This was enough. The Marquis at once went to the Emperor. "Han Kew-sul is a
traitor," he said. "He defies you, and declares that he will not obey your
commands."
Meanwhile the remaining Ministers waited in the Cabinet Chamber. Where was
their leader, the man who had urged them all to resist to death? Minute
after minute passed, and still he did not return. Then a whisper went round
that the Japanese had killed him. The harsh voices of the Japanese grew
still more strident. Courtesy and restraint were thrown off. "Agree with us
and be rich, or oppose us and perish." Pak Che-sun, the Foreign Minister,
one of the best and most capable of Korean statesmen, was the last to
yield. But even he finally gave way. In the early hours of the morning
commands were issued that the seal of State should be brought from the
Foreign Minister's apartment, and a treaty should be signed. Here another
difficulty arose. The custodian of the seal had received orders in advance
that, even if his master commanded, the seal was not to be surrendered for
any such purpose. When telephonic orders were sent to him, he refused to
bring the seal along, and special messengers had to be despatched to take
it from him by force. The Emperor himself asserts to this day that he did
not consent.
The news of the signing of the treaty was received by the people with
horror and indignation. Han Kew-sul, once he escaped from custody, turned
on his fellow-Ministers as one distraught, and bitterly reproached them.
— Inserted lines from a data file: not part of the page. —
PR #741, opened 2020-06-13
M2P-82 Further JS refactoring

vitaliyreznikov:
In this PR:
- Remove legacy code we added for support multistep&paymentonly on the same page (we don't use this option for years)
- Mark code that we need only for payment only (wrap up this code into if statement). I intentionally don't format indents for PR readability. Will format in separate PR
- Remove unnecessary DOM listener - we no need to listen to "sum" changes anymore.

Fixes: [M2P-82]

#changelog M2P-82 Further JS refactoring

# Type of change

- [x] Refactoring

# How Has This Been Tested?

# For PR Reviewer 

# Checklist:

### DIFF
--- a/view/frontend/templates/js/replacejs.phtml
+++ b/view/frontend/templates/js/replacejs.phtml
@@ -615,7 +615,7 @@ ob_start();
             // do not run the same request twice
             if (prefetch_list.indexOf(params) == -1) {
                 prefetch_list.push(params);
-                $.post(settings.shipping_prefetch_url, params);
+                $.get(settings.shipping_prefetch_url, params);
             }
         };
 
@@ -794,9 +794,10 @@ ob_start();
                             BC.open();
                             allowAutoOpen = false;
                         }
+
+                        // prefetch Shipping and Tax for multi-step checkout
+                        prefetchShipping();
                     });
-            // prefetch Shipping and Tax for multi-step checkout
-            prefetchShipping();
 
             if (!wasConfigureCalled) {
                 // temporary disable always present checkout button for refactoring reason
--- a/view/frontend/templates/js/replacejs.phtml
+++ b/view/frontend/templates/js/replacejs.phtml
@@ -420,7 +420,7 @@ ob_start();
         };
         //////////////////////////////////////////////
 
-        // flag that repesents should the checkout auto-open
+        // flag that represents should the checkout auto-open
         var initiateCheckout = settings.initiate_checkout && getInitiateCheckoutCookie();
         unsetInitiateCheckoutCookie();
 
--- a/view/frontend/templates/js/replacejs.phtml
+++ b/view/frontend/templates/js/replacejs.phtml
@@ -587,8 +587,6 @@ ob_start();
             }
         };
 
-        if (getCheckoutType()=="payment") {
-
         /////////////////////////////////////////////////////
         // Call Shipping and Tax prefetch & cache endpoint
         /////////////////////////////////////////////////////
@@ -620,7 +618,6 @@ ob_start();
                 $.post(settings.shipping_prefetch_url, params);
             }
         };
-        }
 
         /////////////////////////////////////////////////////
         // Create Bolt order and configure BoltCheckout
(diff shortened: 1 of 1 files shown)


view/frontend/templates/js/replacejs.phtml
```diff
@@ -587,7 +587,7 @@ ob_start();
             }
         };
 
-        ////////////////////////////////////
+        if (getCheckoutType()=="payment") {
```
danac-gs, line 590: Pre-fetch should be called on multi step checkout, not payment only.

view/frontend/templates/js/replacejs.phtml
```diff
@@ -1017,6 +994,7 @@ ob_start();
         };
         ///////////////////////////////////////////////////////////
 
+        if (getCheckoutType()=="payment") {
```
danac-gs, line 997: Same here.

view/frontend/templates/js/replacejs.phtml
vitaliyreznikov: How I can emulate this mode on my local site?

view/frontend/templates/js/replacejs.phtml
vitaliyreznikov: The same question. How can I emulate this?

view/frontend/templates/js/replacejs.phtml
danac-gs: @vitaliyreznikov do we support payment only checkout? Was it ever used? I thought we should remove it.

vitaliyreznikov: I asked @Abhinay-bolt and @usmanismail-bolt and as I understand we decided to save payment only for now.

About pre-fetch. Do I understand correctly we use it only to save shipping calculation in cache and get it from cache on shipping&tax call?

view/frontend/templates/js/replacejs.phtml
vitaliyreznikov: Do I understand correctly? In multistep we want to use only three fields for hints: country, State/Province and Zip code?

vitaliyreznikov: image

danac-gs: @vitaliyreznikov those 3 fields are enough to get the shipping pre-fetch / estimation. In many cases the actual street address does not make a difference. Even the state is not mandatory, not all countries have states or regions. So yes, we call prefetch with whatever data we have available and save the results in cache. However, when prefetch is triggered it does a few more calculations if possible, based on the following
1. address saved to quote, if any
2. logged in customer default address, if any
3. address determined by geolocation service (https://ipstack.com/), if configured.

vitaliyreznikov: Ok, so let me don't change it for now. Updated.

view/frontend/templates/js/replacejs.phtml
vitaliyreznikov: Fixed

view/frontend/templates/js/replacejs.phtml
```diff
@@ -800,6 +794,8 @@ ob_start();
                             allowAutoOpen = false;
                         }
                     });
+            // prefetch Shipping and Tax for multi-step checkout
+            prefetchShipping();
```
mccottry, line 798: This makes prefetch happen unnecessarily often.
consider bundling this with with the `boltcart` customer section, or
create a new `bolthints` customer section have it invalidate on `/V1/carts/`*/estimate-shipping-methods` and `/V1/guest-carts/*/estimate-shipping-methods`

vitaliyreznikov: Good catch Leon! I fixed this by changing "POST" to "GET" in prefetchShipping function. We no need to invalidate any sections when we do this prefetch call.

And this is an interesting idea to handle prefetchShipping using sections down the road, let me think about it.

vitaliyreznikov:
@mccottry Are we ok to merge this one?

view/frontend/templates/js/replacejs.phtml
mccottry: sounds good.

"Why have you broken your promises?" he cried. "Why have you broken your
promises?" The Ministers found themselves the most hated and despised of
men. There was danger lest mobs should attack them and tear them to pieces.
Pak Che-sun shrank away under the storm of execration that greeted him. On
December 6th, as he was entering the palace, one of the soldiers lifted his
rifle and tried to shoot him, Pak Che-sun turned back, and hurried to the
Japanese Legation. There he forced his way into the presence of Mr.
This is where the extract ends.